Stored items
━━━━━━━━━━━━━━━━
PR #468, opened 2022-08-17
Add `input_attestations` to VSA and bump up to v0.2

### LINKED ISSUE #387: VSA: should reference input attestations
The Verification Summary Attestation should list the input attestations that it used as inputs to the decision. This gives us traceability and repeatability of the process.

I'm thinking something like:

```json
 "inputAttestations": [
    {
      "uri": "...(optional)...",
      "digest": { "sha256": "abcd1234..." }
    }
  ]
```

@TomHennen thoughts?

AdamZWu:
Adds `input_attestations` to fix #387.
Also takes VSA v0.2 out of draft status.

### DIFF
--- a/docs/verification_summary/v0.2.md
+++ b/docs/verification_summary/v0.2.md
@@ -4,10 +4,6 @@ layout: standard
 hero_text: Verification summary attestations communicate that an artifact has been verified at a specific SLSA level and details about that verification.
 ---
 
-**IMPORTANT:** This is a DRAFT version of the VSA spec that is **subject to
-change.** Once this version is finalized, the "-draft" suffix will be removed.
-For the latest stable version, see [v0.1](0.1).
-
 <details class="mt-12">
 <summary>Note about 0.x versions</summary>
 
@@ -94,7 +90,7 @@ to establish minimum requirements on dependencies SLSA levels may use
 }],
 
 // Predicate
-"predicateType": "https://slsa.dev/verification_summary/v0.2-draft",
+"predicateType": "https://slsa.dev/verification_summary/v0.2",
 "predicate": {
   // Required
   "verifier": {
@@ -106,6 +102,13 @@ to establish minimum requirements on dependencies SLSA levels may use
     "uri": "<URI>",
     "digest": { /* DigestSet */ }
   }
+  "input_attestations": [
+    {
+      "uri": "<URI>",
+      "digest": { <digest-of-attestation-data> }
+    },
+    ...
+  ],
   "verification_result": "<PASSED|FAILED>",
   "policy_level": "<SlsaResult>",
   "dependency_levels": {
@@ -187,6 +190,35 @@ of the other top-level fields, such as `subject`, see [Statement]._
 
 > Collection of cryptographic digests for the contents of the policy used to perform verification.
 
+<a id="input_attestations"></a>
+`input_attestations` _object, optional_
+
+> The collection of attestations that were used to perform verification.
+> Conceptually similar to the `materials` field in the [SLSA Provenance](/provenance).
+>
+> This field can be absent if the verifier does not support this feature;
+> If present, this field must contain information on _all_ the attestations
+> used to perform verification.
+> An empty collection indicates the decision was made without attestations.
+
+<a id="input_attestations.uri"></a>
+`input_attestations[*].uri` _string ([ResourceURI]), optional_
+
+> A URI that can be used (provided the requester has read permission) to fetch
+> the attestation.
+>
+> An absent field indicates the verifier does not know where to fetch the attestation
+> (e.g. it was supplied by the verification requester).
+>
+> The data fetched from the URI may contain more than one attestation (e.g. an
+> attestation bundle file). In that case, the attestation is identified by
+> `digest` field values.
+
+<a id="input_attestations.digest"></a>
+`input_attestations[*].digest` _object ([DigestSet]), required_
+
+> Collection of cryptographic digests for this attestation.
+
 <a id="verification_result"></a>
 `verification_result` _string, required_
 
@@ -222,7 +254,7 @@ WARNING: This is just for demonstration purposes.
 }],
 
 // Predicate
-"predicateType": "https://slsa.dev/verification_summary/v0.2-draft",
+"predicateType": "https://slsa.dev/verification_summary/v0.2",
 "predicate": {
   "verifier": {
     "id": "https://example.com/publication_verifier"
@@ -233,6 +265,12 @@ WARNING: This is just for demonstration purposes.
     "uri": "https://example.com/example_tarball.policy",
     "digest": {"sha256": "1234..."}
   },
+  "input_attestations": [
+    {
+      "uri": "https://example.com/provenances/example-1.2.3.tar.gz.intoto.jsonl",
+      "digest": {"sha256": "abcd..."}
+    }
+  ],
   "verification_result": "PASSED",
   "policy_level": "SLSA_LEVEL_3",
   "dependency_levels": {
@@ -267,7 +305,9 @@ Must be one of these values:
 
 </div>
 
--   0.2-draft: Added `resource_uri` field.
+-   0.2:
+    -   Added `resource_uri` field.
+    -   Added optional `input_attestations` field.
 -   0.1: Initial version.
 
 [SlsaResult]: #slsaresult
--- a/docs/verification_summary/index.html
+++ b/docs/verification_summary/index.html
@@ -1,7 +1,7 @@
 <!DOCTYPE html>
 <html lang="en-US">
   <title>Redirecting&hellip;</title>
-  <meta http-equiv="refresh" content="0; url=v0.1">
-  <link rel="canonical" href="v0.1">
+  <meta http-equiv="refresh" content="0; url=v0.2">
+  <link rel="canonical" href="v0.2">
   <meta name="robots" content="noindex">
 </html>
--- a/docs/verification_summary/index.md
+++ b/docs/verification_summary/index.md
@@ -1,5 +1,5 @@
 ---
 layout: redirect
-redirect_to_url: v0.1
+redirect_to_url: v0.2
 sitemap: false
 ---


docs/verification_summary/v0.2.md
```diff
@@ -187,6 +190,25 @@ of the other top-level fields, such as `subject`, see [Statement]._
 
 > Collection of cryptographic digests for the contents of the policy used to perform verification.
 
+<a id="input_attestations"></a>
+`input_attestations` _object, optional_
+
+> The collection of attestation bundles that are used to perform verification.
```
TomHennen, line 196: I wonder if instead of "The collection of attestation _bundles_" this should be the collection of "_attestations_"?

docs/verification_summary/v0.2.md
```diff
@@ -187,6 +190,25 @@ of the other top-level fields, such as `subject`, see [Statement]._
...
+> Conceptually similar to the `materials` field in the [SLSA Provenance](/provenance).
+>
+> A verifier MAY utilize this field to record information for facilitating location of the attestations,
+> e.g. for auditing, reproducing, or renewing the verification results.
+
+<a id="input_attestations.uri"></a>
+`input_attestations[*].uri` _string ([ResourceURI]), optional_
+
+> The URI of the attestation bundle used to perform verification.
```
TomHennen, line 205: Can you indicate what it means if this field is unset?  Probably just that the verifier doesn't know of a URI where the attestation is available?

docs/verification_summary/v0.2.md
```diff
@@ -187,6 +190,25 @@ of the other top-level fields, such as `subject`, see [Statement]._
...
+
+<a id="input_attestations.digest"></a>
+`input_attestations[*].digest` _object ([DigestSet]), optional_
```
TomHennen, line 208: Should the digest be required?  It should always be available if inputs_attestations is non-empty.  It seems like it would be odd to have attestations listed here without digests, What would be the point?

docs/verification_summary/v0.2.md
```diff
@@ -233,6 +255,12 @@ WARNING: This is just for demonstration purposes.
     "uri": "https://example.com/example_tarball.policy",
     "digest": {"sha256": "1234..."}
   },
+  "input_attestations": [
+    {
+      "uri": "https://example.com/provenances/example-1.2.3.tar.gz.intoto.jsonl",
```
TomHennen, line 260: I'm not sure if we want to address this here, but it's possible that example-1.2.3.tar.gz could be rebuilt with new attestations at some point.  If so the referenced digest below might not match.

We could:
1. Indicate that this is a possibility in the docs for the URI field.
2. Use the digest of the attestation in the URI to make it unambigious.
3. Something else?

TomHennen (changes requested):
Thanks for doing this Adam!

Can you update the PR description to reference the issues this PR addresses and maybe describe it a bit more?

I'd also like to get @joshuagl's thoughts.

docs/verification_summary/v0.2.md
AdamZWu: Since we don't dictate how the supply chain must provide attestation bundles, I think the best we can do is to provide sufficient mechanism to *allow* unambiguous identification of the data?

That is, in the current specs, we consider "a URI + a digest" should be sufficient for the systems that adopt this specs to resolve and locate any attestation bundles. How or whether they use them, we don't care.

If we get feedback that these two fields are insufficient, we can add more.

docs/verification_summary/v0.2.md
AdamZWu: Since all attestations are individually signed, having another checksum around them doesn't provide protection for their integrity or correctness of verification.

So, to me, the digests here seem only serve the purpose of providing a locator.

And if that is the case, if a URI already provides sufficient information (e.g. content addressable URI), digests are not necessary.

docs/verification_summary/v0.2.md
AdamZWu: This is a potential clarification point.

I think we are running into a limitation of current SLSA specs.
Since here we are dealing with data retrieval, it involves storage and transportation, which is not well defined yet: https://slsa.dev/attestation-model#recommended-suite

The furthest I can go is Bundle, and I feel this *may be* OK -- but I think if we go further up, e.g. use attestations, we'd run into more ambiguities and potentially could exert unnecessary practical restrictions.

For example, if each `input_attestations` entry is one attestation, would that mean every attestation should have its own URI? Would that pose toil for systems that store all attestations in a single place?

Let's say we allow multiple attestations to share a URI, I think this creates another toil -- in order to identify each attestation, they have to be individually digested and put into a separate entries, but who would use this information? The verifier already has its own internal logic to determine what attestation to use; And each attestation is already signed, so re-digest them won't have any security benefit either...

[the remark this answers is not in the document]
AdamZWu: Fixed.

docs/verification_summary/v0.2.md
```diff
@@ -187,6 +190,25 @@ of the other top-level fields, such as `subject`, see [Statement]._
 
 > Collection of cryptographic digests for the contents of the policy used to perform verification.
 
+<a id="input_attestations"></a>
+`input_attestations` _object, optional_
+
+> The collection of attestation bundles that are used to perform verification.
+> Conceptually similar to the `materials` field in the [SLSA Provenance](/provenance).
+>
+> A verifier MAY utilize this field to record information for facilitating location of the attestations,
```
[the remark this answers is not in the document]
AdamZWu: Good point. Adopted except the following:

> It SHOULD omit any attestations that were not relevant to making the verification decision.

There may be practical difficulties for attestations that come in bundles. We know that not all attestations in a bundle wre used during a verification. So unless a verifier reconstructs bundles after every verification to only contain attestations used (which probably has no security benefit), this may not be achievable.

docs/verification_summary/v0.2.md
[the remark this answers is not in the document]
AdamZWu: Good point. Done.

AdamZWu: Done.

AdamZWu:
Applies some suggested changes, squashed and rebased.

docs/verification_summary/v0.2.md
TomHennen: I'm fine with leaving it as referring to the bundle (but I'd like @MarkLodato and @joshuagl's thoughts).

If we do leave it as bundle can you be even more explicit about what the digest is of?  E.g. "the contents of the bundle as provided to the verifier" or something like that?  Not sure if that helps.  Perhaps it's clear enough as is?

docs/verification_summary/v0.2.md
TomHennen: Even though the URI could be content addressable that's no guarantee that it is and since we always have the ability to compute the digest of the thing we may as well require it.  That would allow users to verify if the bundle they got from the URI is the same one the verifier used.

Also, by requiring it we make it easier on people that want to use it.  They can always depend on the digest, even if URI isn't always present.

AdamZWu: I think your points are valid.

However, I am a bit concerned whether they may be unnecessarily restrictive -- the attestation bundle specs does not have requirements on the order of the items, but by requiring digest verification on all attestation bundle here, we implicitly added a restriction that is not part of the attestation bundle spec.

TomHennen: Let's chat when you're free. I think we can work this out.

joshuagl: Look forward to reading the outcome of that discussion here.

TomHennen: Perhaps it's more in the spirit of distributed development to try to do it all on GitHub?  We'd certainly document the result of the discussion here.  Also, FYI it will probably be a week before @AdamZWu is free.

docs/verification_summary/v0.2.md
```diff
@@ -187,6 +190,34 @@ of the other top-level fields, such as `subject`, see [Statement]._
...
+> The collection of attestation bundles that were used to perform verification.
+> Conceptually similar to the `materials` field in the [SLSA Provenance](/provenance).
+>
+> If this field is present and non-empty it must contain information on _all_ the attestations
+> used to perform verification.
+>
+> A present but empty field indicates the decision was made with no attestation.
+>
+> An absent field indicates the verifier does not support this feature,
+> and the decision may or may not be based on any attestations.
```
joshuagl, line 205: What is the expected value/presence of this field for this use-case as described in the purpose section?
> allows software publishers to keep the details of their build pipeline confidential while still communicating that some verification has taken place. 

In that scenario a decision is made with attestations but the attestations are not publicly available to users of the VSA.

docs/verification_summary/v0.2.md
```diff
@@ -187,6 +190,34 @@ of the other top-level fields, such as `subject`, see [Statement]._
...
+<a id="input_attestations"></a>
+`input_attestations` _object, optional_
+
+> The collection of attestation bundles that were used to perform verification.
+> Conceptually similar to the `materials` field in the [SLSA Provenance](/provenance).
+>
+> If this field is present and non-empty it must contain information on _all_ the attestations
+> used to perform verification.
+>
+> A present but empty field indicates the decision was made with no attestation.
```
joshuagl, line 202: Having three ways to define the `input_attestation` field feels prone to error in verifiers and generators. I wonder whether this option, that the decision was made with no attestation, should be an explicit field?

docs/verification_summary/v0.2.md
joshuagl: It's perhaps unreasonable to expect all discussion to happen here, but having any decision or results documented here would be most useful. Thanks.

docs/verification_summary/v0.2.md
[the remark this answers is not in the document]
AdamZWu: Discussed separately and agreed that we can leave out the "should omit" specification as implicit.

docs/verification_summary/v0.2.md
AdamZWu: Discussed with @TomHennen and agreed that we keep the specification at attestation level, and do not mention bundle -- practically attestations may be stored in a bundles, or in other forms, we don't need to be prescriptive.

The URI is simply associated with the data fetching, so if we have multiple attestations in a bundle, then there could be multiple entries with the same URI, and the digests are used as identifier to tell apart different attestations.

docs/verification_summary/v0.2.md
AdamZWu: Per discussion with @TomHennen, we took option 2.

docs/verification_summary/v0.2.md
```diff
@@ -187,6 +190,35 @@ of the other top-level fields, such as `subject`, see [Statement]._
...
+<a id="input_attestations"></a>
+`input_attestations` _object, optional_
+
+> The collection of attestations that were used to perform verification.
+> Conceptually similar to the `materials` field in the [SLSA Provenance](/provenance).
+>
+> This field can be absent if the verifier does not support this feature;
+> If present, this field must contain information on _all_ the attestations
+> used to perform verification.
+> (An empty collection indicates the decision was made without attestation.)
```
TomHennen, line 202: nit: ... made without attestations

docs/verification_summary/v0.2.md
```diff
@@ -187,6 +190,35 @@ of the other top-level fields, such as `subject`, see [Statement]._
...
+
+<a id="input_attestations.uri"></a>
+`input_attestations[*].uri` _string ([ResourceURI]), optional_
+
+> A URI that can be used (provided the requester has read permission) to fetch
+> an attestation.
```
TomHennen, line 208: nit: the attestation

docs/verification_summary/v0.2.md
AdamZWu: I think my writing made it feel more complicated. :P Rephrased the description and PTAL~

docs/verification_summary/v0.2.md
```diff
@@ -187,6 +190,35 @@ of the other top-level fields, such as `subject`, see [Statement]._
...
+>
+> An absent field indicates the verifier does not know how the attestation was fetched
```
TomHennen, line 210: nit: does not know where to fetch the attestation

TomHennen (changes requested):

docs/verification_summary/v0.2.md
AdamZWu: I feel it is an orthogonal matter.

VSA could always refer to the attestation used if the verifier supports this feature; As to whether those attestations are available to which group of users:

Option 1: The vendor can control attestation access via ACLs on the URI serving side;
Option 2: The vendor can choose to not disclose the URI (which is optional).

docs/verification_summary/v0.2.md
AdamZWu: Done.

docs/verification_summary/v0.2.md
AdamZWu: Done.

docs/verification_summary/v0.2.md
AdamZWu: Done.

TomHennen:
Thanks Adam!  This addresses all my issues.  We should still make sure @joshuagl is happy with this change before merging.

docs/verification_summary/v0.2.md
```diff
@@ -267,7 +305,9 @@ Must be one of these values:
 
 </div>
 
--   0.2-draft: Added `resource_uri` field.
+-   0.2:
+    -   Added `resource_uri` field;
+    -   Added optional `input_attestations` field;
```
joshuagl, line 310: Nit: let's use periods at the end of these lines to better match the change history of the provenance spec.
```suggestion
    -   Added `resource_uri` field.
    -   Added optional `input_attestations` field.
```

docs/verification_summary/v0.2.md
joshuagl: Thanks, that does make it less complicated. My mental model of what use-cases these different scenarios satisfy has also improved, LGTM.

docs/verification_summary/v0.2.md
joshuagl: Understood and I agree. Thanks.

docs/verification_summary/v0.2.md
```diff
@@ -187,6 +190,35 @@ of the other top-level fields, such as `subject`, see [Statement]._
...
+<a id="input_attestations"></a>
+`input_attestations` _object, optional_
+
+> The collection of attestations that were used to perform verification.
+> Conceptually similar to the `materials` field in the [SLSA Provenance](/provenance).
+>
+> This field can be absent if the verifier does not support this feature;
+> If present, this field must contain information on _all_ the attestations
+> used to perform verification.
+> (An empty collection indicates the decision was made without attestations.)
```
joshuagl, line 202: Nit: let's not make this a parenthetical?
```suggestion
> An empty collection indicates the decision was made without attestations.
```

joshuagl (approved):
I pointed out a couple of minor nits, but this looks good to me. Thanks for working through the review with me!

AdamZWu:
> I pointed out a couple of minor nits, but this looks good to me. Thanks for working through the review with me!

Thanks, Joshua! Accepted suggestions and squashed commits.

joshuagl:
@TomHennen I think we're waiting for your review on this one.

TomHennen (approved):
Looks good, thanks everyone!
━━━━━━━━━━━━━━━━
(ACTIVITY)
Would you please copy exactly the part of the entries above that begins at the line containing "AdamZWu: I think my" and ends at the line containing "Option 1: The", both lines included?

(SOLUTION TO THIS PROBLEM)
AdamZWu: I think my writing made it feel more complicated. :P Rephrased the description and PTAL~

docs/verification_summary/v0.2.md
```diff
@@ -187,6 +190,35 @@ of the other top-level fields, such as `subject`, see [Statement]._
...
+>
+> An absent field indicates the verifier does not know how the attestation was fetched
```
TomHennen, line 210: nit: does not know where to fetch the attestation

TomHennen (changes requested):

docs/verification_summary/v0.2.md
AdamZWu: I feel it is an orthogonal matter.

VSA could always refer to the attestation used if the verifier supports this feature; As to whether those attestations are available to which group of users:

Option 1: The vendor can control attestation access via ACLs on the URI serving side;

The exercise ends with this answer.